In this study, Fe2+ is an open-shell system, with a d6 configuration, and there are three different spin states (singlet, triplet and quintet). The low-spin (LS) state is the singlet and the high-spin (HS) state the quintet. Because the spin multiplicity of the MES⋯Fe2+ complex is considered the singlet, hence, it is the low spin. In order to confirm the stability, we have also been performed the high-spin state (quintet) for the selected complex in the different solvents. As shown in Table 1, the low-spin state of the complex is more stable than its high-spin state.

The results of binding energy show that the presence of HB increases the strength of cation–π interaction. The transfer of electron density from the quasi-ring created by the formation of HB to the benzene ring probably increases the strength of the cation–π interaction in the MES complex. The charge density on metal cations (qion) is another factor that affects these interactions (see Table 1). As shown in this table, these values for MES complex are smaller than BEN one. This means that the charge transfer from the bonding orbitals of the C–C bond of benzene ring to LP*cation (antibond lone pair) for MES complex is higher than BEN complex.

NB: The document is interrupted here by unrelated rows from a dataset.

PR #1099, opened 2026-08-03
feat(rum): use tooltips as action descriptions in RumUserActionDetector

### LINKED ISSUE #1033: [Feature request] Support using `tooltip` as a description in RumUserActionDetector
### Feature description

Plese support tooltip including icons such as hello world "Increment" button or other tooltips, this is common such as a camera icon to take a picture, share icon etc.

if there is workaround please let me know and document if possible

### Proposed solution

Support tooltip

### Other relevant information

Hello world uses fab and tooltip so it would help evaluation and "first hour" experience

brunovsiqueira:
### What and why?

Closes #1033.

`RumUserActionDetector` builds action descriptions from `RumUserActionAnnotation`, child `Text`, `Semantics` labels, and `Icon.semanticsLabel`, but ignores tooltips. As a result, common buttons that only carry a `tooltip` — like the stock counter app's `FloatingActionButton(tooltip: 'Increment')` or an `IconButton(tooltip: ...)` — report `InkWell(unknown)` / `IconButton(unknown)`.

This PR uses tooltip messages as action descriptions, and recognizes `FloatingActionButton` as its own element type. With it, the `flutter create` counter app reports `FloatingActionButton(Increment)` out of the box.

### How?

The description priority is now: `RumUserActionAnnotation` → the tapped widget's own `tooltip` property (`IconButton`, `FloatingActionButton`) → child `Text` / `Semantics` label / `Icon.semanticsLabel` (unchanged relative order) → the message of a `Tooltip` enclosing the tapped widget on the hit-test path → `unknown`.

Per review feedback, the widget's own tooltip ranks directly below `RumUserActionAnnotation`: a button's tooltip describes the action being performed, while child content like an icon's semantic label describes the visuals. This also means an extended FAB with both a `label` and a `tooltip` reports the tooltip.

Two other deliberate design points:

* Tooltips are only read from the tapped widget's own `tooltip` property or from `Tooltip` widgets that *enclose* the tap position — never from an unbounded subtree search. This prevents a tap on a large `InkWell`/`GestureDetector` container from being misattributed to an embedded control's tooltip (e.g. a list row reporting `InkWell(Delete)` because of a trailing delete button, or `PopupMenuButton`'s default "Show menu" tooltip), and keeps the existing `searchForText: false` privacy behavior of generic containers intact. A regression test pins this.
* Hit-path capture of `RumUserActionAnnotation`/`Tooltip` is now scoped with save/restore instead of being cleared after the first completed subtree, so a value applies to *all* branches of its subtree even when the hit-test path crosses sibling render branches (e.g. a translucent tap layer inside a `Stack`). This also fixes a latent edge case for `RumUserActionAnnotation`, covered by new tests.

The `FloatingActionButton` recognition is a separate commit (it changes the reported element type for existing FAB actions) so it can be dropped independently if undesired.

`Tooltip.richMessage` is supported via `toPlainText()`, empty messages are ignored, and both Material 2 and Material 3 `IconButton` paths are covered. 22 new widget tests; `flutter analyze` and the full package unit suite pass.

### Review checklist

### DIFF
--- a/packages/datadog_flutter_plugin/CHANGELOG.md
+++ b/packages/datadog_flutter_plugin/CHANGELOG.md
@@ -1,5 +1,9 @@
 # Changelog
 
+## Unreleased
+
+* Use a widget's `Tooltip` message as a fallback description for actions detected by `RumUserActionDetector`. See [#1033](https://github.com/DataDog/dd-sdk-flutter/issues/1033).
+
 ## 3.4.1
 
 * Properly pin Android SDK version to 3.11.0.
--- a/packages/datadog_flutter_plugin/CHANGELOG.md
+++ b/packages/datadog_flutter_plugin/CHANGELOG.md
@@ -1,10 +1,5 @@
 # Changelog
 
-## Unreleased
-
-* Use a widget's `Tooltip` message as a fallback description for actions detected by `RumUserActionDetector`. See [#1033](https://github.com/DataDog/dd-sdk-flutter/issues/1033).
-* Report `FloatingActionButton` as its own element type in `RumUserActionDetector`, using its label text or tooltip as the description. Actions on these buttons were previously reported as their inner `InkWell`, so both the element type and description of existing actions may change.
-
 ## 3.4.1
 
 * Properly pin Android SDK version to 3.11.0.
--- a/packages/datadog_flutter_plugin/CHANGELOG.md
+++ b/packages/datadog_flutter_plugin/CHANGELOG.md
@@ -3,6 +3,7 @@
 ## Unreleased
 
 * Use a widget's `Tooltip` message as a fallback description for actions detected by `RumUserActionDetector`. See [#1033](https://github.com/DataDog/dd-sdk-flutter/issues/1033).
+* Report `FloatingActionButton` as its own element type in `RumUserActionDetector`, using its label text or tooltip as the description. Actions on these buttons were previously reported as their inner `InkWell`, so both the element type and description of existing actions may change.
 
 ## 3.4.1
 
--- a/packages/datadog_flutter_plugin/test/rum/rum_user_action_detector_test.dart
+++ b/packages/datadog_flutter_plugin/test/rum/rum_user_action_detector_test.dart
@@ -504,6 +504,395 @@ void main() {
     verifyNoMoreInteractions(mockRum);
   });
 
+  testWidgets('tap IconButton with tooltip reports tooltip message',
+      (tester) async {
+    final mockRum = MockDdRum();
+
+    final tooltip = randomString();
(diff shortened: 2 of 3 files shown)


fuzzybinary:
@codex review

packages/datadog_flutter_plugin/test/rum/rum_user_action_detector_test.dart
```diff
@@ -504,6 +504,482 @@ void main() {
...
+
+    final button = find.byType(IconButton);
+    await tester.tap(button);
+
+    verify(() => mockRum.addAction(RumActionType.tap, 'IconButton($tooltip)'));
+    verifyNoMoreInteractions(mockRum);
+  });
+
+  testWidgets(
+      'tap IconButton with semantic label and tooltip prefers semantic label',
```
fuzzybinary: Do we think this is correct behavior? What do you think you'd rather see, the semantic label on the icon or the tooltip of the button? I personally feel like the tooltip on the button would be more beneficial?

packages/datadog_flutter_plugin/CHANGELOG.md
```diff
@@ -1,5 +1,10 @@
 # Changelog
 
+## Unreleased
+
+* Use a widget's `Tooltip` message as a fallback description for actions detected by `RumUserActionDetector`. See [#1033](https://github.com/DataDog/dd-sdk-flutter/issues/1033).
+* Report `FloatingActionButton` as its own element type in `RumUserActionDetector`, using its label text or tooltip as the description. Actions on these buttons were previously reported as their inner `InkWell`, so both the element type and description of existing actions may change.
+
```
fuzzybinary: Don't add changes to the CHANGELOG manually. These are done by the conventional commits in our release process.

packages/datadog_flutter_plugin/test/rum/rum_user_action_detector_test.dart
brunovsiqueira: This is a really good point. I flipped it.  The chain now is: user annotation -> tooltip -> semantics label. https://github.com/DataDog/dd-sdk-flutter/pull/1099/commits/6b65d0349e29f723735c3629bab684aabe544833

packages/datadog_flutter_plugin/CHANGELOG.md
brunovsiqueira: done https://github.com/DataDog/dd-sdk-flutter/pull/1099/commits/1edfac564b4059e29968f57a491332735e493d53

fuzzybinary (commented):
This LGTM. Thanks for the contribution!

fuzzybinary (approved):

In the current research, the HB energy (EHB) could be estimated from the properties of bond critical points. The simple relationship between the EHB and the potential energy density V(rcp) at the critical point corresponding to H···O contact is assigned to be EHB = 1/2 V(rcp) [52,53,54]. Our findings reveal that the EHB of the MES complex in the different media is lower than the parent molecule (see Table 1). This means that the coupling of IMHB and cation–π interactions reduces the strength of HB. It can probably be due to the attraction effect between the Fe2+ cation and π-electrons of the benzene ring that diminishes the electron density within the quasi-ring of HB and leads to the reduction of the EHB. However, the order of the decreased HB energies of MES complex with respect to its corresponding monomer is as chloroform (0.16) > ether (0.14) > CCl4 (0.10 kcal mol−1) for the non-polar solvents and acetone (0.37) > water (0.31) > ethanol (0.30 kcal mol−1) for the polar ones.

3.2 Geometric descriptors

In this section, in order to study the strength of the cation–π interactions, the distance among the ion and the middle of the aromatic ring (dionπ) for the studied complexes is calculated. The dionπ is one of structural parameters that can influence the strength of the cation–π interactions. A comparison of the strength of these interactions and dionπ shows a reverse relationship between them. Based on our theoretical results, with the exception of MES complex in the polar solvents, a meaningful relationship cannot be observed between the computed dionπ values and the achieved binding energies in the other complexes (see Table 1). As shown in this table, the obtained values of dionπ for MES complex are greater than the corresponding values of BEN complex, which means that the presence of IMHB does not confirm the strengthening of the cation–π interaction of the MES complex in these solvents.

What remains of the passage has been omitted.